### [Assigned task]
Using the listing below, copy exactly the lines from the one containing "(standard effort). Fixed" to the one containing "- **A real duplication", both lines included, and no others.

### [Supplied material]
::::

PR #3152, opened 2026-09-18
fix(jq): admit a null/bool navigated-bind marker at an equal-valued sibling

### LINKED ISSUE #3136: jq: a null/bool marker bound from a navigated position refuses at an equal-valued sibling where jv_identical admits it
**Severity: Low** (refuse-only)

## Summary

jq's `jv_identical` treats `null`/`true`/`false` as identical by value regardless of node (`register_identical`'s own `null_bool_identical` carve-out models this). The resolver's `TrackedVar` arm consults the marker's origin *before* that carve-out, so a `null`/`bool` marker bound from a navigated position refuses at an equal-valued sibling where jq answers. Pre-existing (reproduces on `bfee1fb1f`); surfaced by #3037's sweep.

## Repro

`/usr/bin/jq` 1.7.1 vs `main`, input `{"a":true,"c":true}`:

| filter                          | jq   | succinctly |
|---------------------------------|------|------------|
| `.a as $y \| .c \| $y \|= 5`    | `5`  | exit 5     |
| `.a as $y \| .c \| path($y)`    | `[]` | exit 5     |
| `.a as $y \| .c \| ($y \| .) = 5` | `5` | `5` (the `.` stage re-establishes by value) |

## Root cause

`resolve_node_sink`'s `Expr::TrackedVar` arm (`src/jq/eval.rs`): `trackable && marker.value == *value && frame.certifies(&marker.origin)` — `certifies(Untracked)` is `false`, and the `null_bool_identical` admission lives only in `register_identical`/`reestablishes_register`, which a bare marker at a trackable position never reaches.

## Suggested fix direction

Admit `trackable && null_bool_identical(&marker.value, value)` in the `TrackedVar` arm regardless of origin (it is exactly jq's rule for those three values, and cannot fabricate: a `null` is identical to every `null`). Sweep row `navigated-bind-bool-sibling` is registered refuse-only and should flip to agree.

Refs #3037, #1466, #2044.

newhoggy:
## Summary

jq's own `jv_identical` treats `null`/`true`/`false` as identical by value regardless of
node (`register_identical`'s own `null_bool_identical` carve-out already models this for the
register itself). The resolver's `Expr::TrackedVar` arm in `resolve_node_eager` consulted the
marker's origin/node-identity check first, so a `null`/`bool` marker bound from a navigated
position refused at an equal-valued *sibling* where jq answers:

```
$ echo '{"a":true,"c":true}' | jq -c '.a as $y | .c | $y |= 5'          # 5
$ echo '{"a":true,"c":true}' | succinctly jq -c '.a as $y | .c | $y |= 5'  # exit 5
```

Fix ORs in `null_bool_identical(&marker.value, value)` alongside the existing node-identity
check, gated the same way by `trackable`. A non-null/bool equal-valued sibling is unaffected
and still refuses, since jq's own `jv_identical` requires actual pointer identity for those
(verified live: `.a as $y | .c | path($y)` on `{"a":{"b":1},"c":{"b":1}}` still refuses on
both).

Flipped the pre-existing oracle sweep row (`navigated-bind-bool-sibling`,
`scripts/jq-bind-origin-oracle-sweep.sh`) from `refuse-only` to `agree`, and the CLI test that
pinned the old refusal (`test_navigated_bind_residuals_refuse_cleanly_3037`).

## Test plan

- [x] `cargo fmt --check`
- [x] New CLI test (`test_navigated_bind_null_bool_sibling_answers_3136`) covers all three of
      `null`/`true`/`false`, both the read (`path()`) and write (`|=`, `del`) directions, plus
      a control confirming a non-null/bool equal-valued sibling is unaffected — every row
      confirmed live against `/usr/bin/jq` 1.7.1
- [x] Ran `scripts/jq-bind-origin-oracle-sweep.sh` against the release binary: `agree=302
      fabricate=0 mismatch=0 refuse-only=35 refuse-only-NEW=0` — no regressions across the
      whole `$var`-node-identity oracle matrix
- [x] `cargo llvm-cov` + `omni-dev coverage diff`: 100% patch coverage (3/3 new lines)

Fixes #3136.


newhoggy:
Ran \`/code-review\` (standard effort). Two independent review passes found:

1. **A structurally identical sibling gap** in \`resolves_to_register\` (backs \`resolve_as_pattern\`'s first-step identity test, added by #3119) — its own \`TrackedVar\` arm had the exact same node-identity-first ordering this PR just fixed in \`resolve_node_eager\`. Verified live: \`.a as \$y | .c | \$y as \$z | path(\$z)\` on \`{"a":true,"c":true}\` refused where jq answers \`[]\`. Fixed the same way (OR in \`null_bool_identical\`).
2. **Boolean-shape inconsistency** — the new condition read \`A && (B && C || D)\` where \`register_identical\` (the pre-existing sibling carve-out) reads \`A && B && (C || D)\`; logically identical (D already implies B) but structurally different for no reason. Restructured both new sites to match.
3. **Two stale doc comments** — \`Origin::Untracked\`'s own doc in \`expr.rs\`, and two \`docs/compliance/jq/limitations.md\` passages, flatly claimed a sibling "always refuses" without the null/bool exception this fix (and the original #3136 fix) carve out. Updated both.

Extended the regression test with the pattern-context case (\`\$y as \$z | ...\`) covering the sibling fix, plus its own non-null/bool control. Full local suite green: tests, clippy (both feature sets), fmt, 100% patch coverage, and \`scripts/jq-bind-origin-oracle-sweep.sh\` re-run clean against the release binary (\`agree=302 fabricate=0 mismatch=0 refuse-only-NEW=0\`).

newhoggy:
Second \`/code-review\` round found and fixed:
- **Extracted \`marker_identical\`**: both new \`TrackedVar\` arms hand-inlined the identical formula, matching \`register_identical\`'s own precedent and its documented reason for existing as one function (to prevent exactly this kind of drift).
- **Fixed three stale doc comments** left behind by the previous round's edits: two flatly claimed a marker "never certifies"/nothing touches the certification rule without the null/bool exception, one quoted the pre-refactor formula verbatim.
- **Fixed two wrong example outputs** I introduced in the previous round's own doc edits — \`path(.a as \$y | .c | \$y)\` on \`{"a":true,"c":true}\` answers \`["c"]\`, not \`[]\` — caught by re-verifying against \`/usr/bin/jq\` 1.7.1 directly rather than trusting my own prior claim.
- One review pass raised a serious-sounding concern that the CLI's actual evaluation path (\`eval_generic.rs\`) might bypass this fix entirely, based on a test run that showed 4/6 rows failing. I re-ran the exact same test immediately afterward (both via \`cargo test\` and by invoking the release CLI binary directly) and got a clean pass on all rows — the agent's build most likely raced against an in-progress edit of mine (a compile error was open at that moment from an incomplete refactor). Direct, repeated verification just now confirms the fix works correctly through the actual CLI binary for both \`path()\` reads and \`|=\`/\`del()\` writes.
- Also caught and fixed an oversized commit subject (138 chars, over this repo's 100-char lint limit) via a targeted reword + force-with-lease push — this branch has no other claimants.

Full local suite green: tests, clippy (both feature sets), fmt, 100% patch coverage, sweep script re-run clean (\`agree=302 fabricate=0 mismatch=0 refuse-only-NEW=0\`), and the CLI binary directly re-verified against the pinned oracle post-rebase.

PR #3158, opened 2026-09-18
fix(jq): add strftime's missing %c/%x/%X/%r/%k/%l specifiers, fix %P/%E/%O

### LINKED ISSUE #3055: jq: strftime leaves %c %x %X %r %k %l literal and prints %z/%Z as UTC where jq uses the local zone

newhoggy:
## Summary

`format_strftime`'s specifier match had no arms for `%c`, `%x`, `%X`, `%r`, `%k` or `%l`,
so its unrecognized-specifier fallback printed them literally (e.g. `%c` instead of a
formatted timestamp) — and `%P` printed lowercase `am`/`pm` (glibc's own rule) where the
pinned oracle (macOS libc's `strftime`) prints the bare letter `P` unconditionally, not
tied to am/pm at all.

```
$ TZ=UTC jq -n '1700000000 | [strftime("%c"), strftime("%x"), strftime("%P")]'
["Tue Nov 14 22:13:20 2023", "11/14/23", "P"]
$ TZ=UTC succinctly jq -n '1700000000 | [strftime("%c"), strftime("%x"), strftime("%P")]'  # before this PR
["%c", "%x", "pm"]
```

## What changed

- Added `%c`/`%r` as fixed compositions of the existing fields; merged `%x` into `%D` and
  `%X` into `%T`, since the oracle confirms they're byte-identical on this platform; added
  `%k`/`%l` as the blank-padded 24-/12-hour twins of `%H`/`%I`, sharing a single `hour12`
  computation with `%I` and `%r` instead of recomputing it per arm (also removed the
  duplicate weekday/month-abbreviation arrays `%a`/`%b` each hand-rolled, sharing them with
  the new `%c`).
- `%E`/`%O` (POSIX's "alternative representation" modifiers) needed real lookahead, not
  just a bare-letter fallback: confirmed live that every `%E<x>`/`%O<x>` combination for a
  recognized specifier `x` is a pure pass-through to `%x` on this platform (`%EY`, `%Oy`,
  `%Ez`, etc.), that a true end-of-format `%E`/`%O` prints the bare letter, and that
  followed by anything else unrecognized it's silently empty instead (`%E-` is `""`, not
  `"E-"`). Implemented via a one-line recursive delegation for the pass-through case.

## Out of scope (tracked separately)

`%z`/`%Z` for plain `strftime` (not `strflocaltime`) should take the local zone rather than
a fixed UTC one, per this issue's own note — blocked on #3054's still-undecided IANA zone
source, so left as a documented residual (already tracked by #3054) rather than bolted on
here.

## Test plan

- [x] `cargo fmt --check`
- [x] New test (`test_strftime_missing_specifiers_3055`) pins every added/fixed specifier at
      an afternoon timestamp and at midnight/epoch (single-digit-day/blank-padding edge
      cases), the `%E`/`%O` pass-through and end-of-format fallback cases, and confirms
      `%D`=`%x`/`%T`=`%X` stay byte-identical after the merge — plus explicit coverage for
      `%a`/`%b`/`%I` (pre-existing behavior my refactor touched, previously untested by any
      unit test). Every row confirmed live against `/usr/bin/jq` 1.7.1
- [x] `cargo llvm-cov` + `omni-dev coverage diff`: 98.44% patch coverage (63/64), the one
      remaining line a `tolerate`-annotated llvm-cov line-attribution artifact (verified via
      raw lcov hit counts that the call itself executes 3 times under the new test)

Fixes #3055.


newhoggy:
Ran \`/code-review\` (standard effort). Fixed the confirmed findings:

- **A real duplication gap**: \`resolve_node_eager\`'s \`TrackedVar\` arm hand-inlined the #3136 null/bool certification check instead of calling \`marker_identical\`, despite that helper's own doc comment claiming it's shared between this arm and \`resolves_to_register\`'s identical one — the two only agreed because they were textually identical. Now both call \`marker_identical\`.
- **A comment citing memory instead of the oracle**: the \`%k\`/\`%l\` blank-padding comment said "glibc/BSD \`strftime\`" (a from-memory library-convention claim); replaced with the actual live-verified oracle values.
- **A maintenance note** on the \`%E\`/\`%O\` pass-through allow-list, flagging that it's a second, hand-maintained copy of the specifier set the match above implements.

One finding was a **genuinely pre-existing bug**, not introduced by this PR (confirmed via \`git show main:src/jq/eval.rs\` before my changes): \`%a\`/\`%A\`/\`%b\`/\`%B\` (and now \`%c\`) index weekday/month names with an unvalidated \`as usize % N\` cast, silently wrapping an out-of-range hand-constructed value into a wrong-but-valid-looking name instead of jq's own \`"?"\` sentinel. Filed as #3159 rather than fixed here, since it needs its own investigation across every specifier that reads these two fields — this PR's own new \`%c\`/\`%r\`/\`%k\`/\`%l\` arms don't introduce any new instance of it beyond reusing the same pre-existing constants.

Full local suite green: tests, clippy (both feature sets), fmt, 98.46% patch coverage (the one remaining line the same \`tolerate\`-annotated llvm-cov attribution artifact from before, re-verified after the rebase).

PR #832, opened 2025-06-26
upgrade ptx and docker container

StevenClontz:


siwelwerd:
> Not sure if that is fixable, or should just be documented for the stray user who wants to go that route.

Going ahead and approving since the Codespaces is fine, but advise if you want to try and fix this, or go ahead and merge it and we'll document the behavior

PR #847, opened 2025-07-23
special preview targets

StevenClontz:


StevenClontz:
https://library.tbil.org/2025/calculus/print/TBIL-Calculus.pdf

https://library.tbil.org/2025/calculus/print/TBIL-Calculus-Instructor.pdf

https://library.tbil.org/2025/calculus/print/TBIL-Calculus-Slides.pdf

I think we're good?

siwelwerd:
> I think we're good?

Nope, Calculus is still crapping out after 18 pages (I think when it gets to the first QR code).  Precalc student PDF looks good, but instructor PDF doesn't.

StevenClontz:
I think it's a caching issue: they look fine when I download them now.

But I need to check precal instructor PDF.



Steven Clontz
https://clontz.org - ***@***.***

siwelwerd:
I think the caching error has resolved, but the precalc instructor still wasn't working.  It wouldn't compile locally, but now it does. I guess there was an error in math mode, that MathJax would report as an error, but PreTeXt doesn't check that things in `<m>` tags are valid.  Thus building HTML reported success, but LaTeX failed.

Latest commit should fix this.

StevenClontz:
Building and deploying it now. If it looks good, I'll merge this so the website launches with the 2025 edition links.

PR #851, opened 2025-08-04
Remove notice of new website

siwelwerd:
Our website is no longer new, I think we can remove this notice.


StevenClontz (approved):
I agree. Instead I need to update the old site to redirect folks here.

PR #856, opened 2025-08-19
LE2: refactor RREF discovery to align with @davidaustinm #teamforwardsubstitution

### LINKED ISSUE #854: Gauss-Jordan elimination
I'm going to quibble about your presentation of the Gauss-Jordan elimination algorithm, in particular, [Activity 1.2.14](https://library.tbil.org/2025/linear-algebra/LE2.html#LE2-4-14) 
https://library.tbil.org/2025/linear-algebra/LE2.html#LE2-4-14 and the [video](https://www.youtube.com/watch?v=6iGMPpD9Mf8&list=PLwXCBkIf7xBMo3zMnD7WVt39rANLlSdmj&index=2).  

Your algorithm focuses on the pivot columns and produces 0's below *and above* the pivot position before moving on to the next column.  The more traditional algorithm produces 0's below the pivot position only and then goes to the next column, which breaks the algorithm into two phases:  forward substitution and back substitution.  I see this as preferable for the following reasons:
1. It reduces flops and is how computers implement the algorithm.  I realize that you're doing this "by hand" but a "flop" in this case represents student effort and the potential for mistakes (and this type of mental arithmetic already leads to lots of mistakes).
2. The upper triangular form obtained from forward substitution with less effort reveals a great deal about the matrix, namely its rank, a basis for the column space, the determinant, and more.  We often don't care about the full RREF.
3. Your implementation will not produce an LU factorization whereas LU is a natural byproduct of the traditional algorithm.
4. Pedagogically, this also allows for better scaffolding and motivation.  Clearly, a diagonal system is the easiest.  Starting with an upper triangular system, we can work right to left to get a diagonal system so it turns out that's pretty easy too.  So how can we get a general system into an upper triangular form?  Implement the forward substitution pass.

::::

### [Solution to the exercise]
Ran \`/code-review\` (standard effort). Fixed the confirmed findings:

- **A real duplication gap**: \`resolve_node_eager\`'s \`TrackedVar\` arm hand-inlined the #3136 null/bool certification check instead of calling \`marker_identical\`, despite that helper's own doc comment claiming it's shared between this arm and \`resolves_to_register\`'s identical one — the two only agreed because they were textually identical. Now both call \`marker_identical\`.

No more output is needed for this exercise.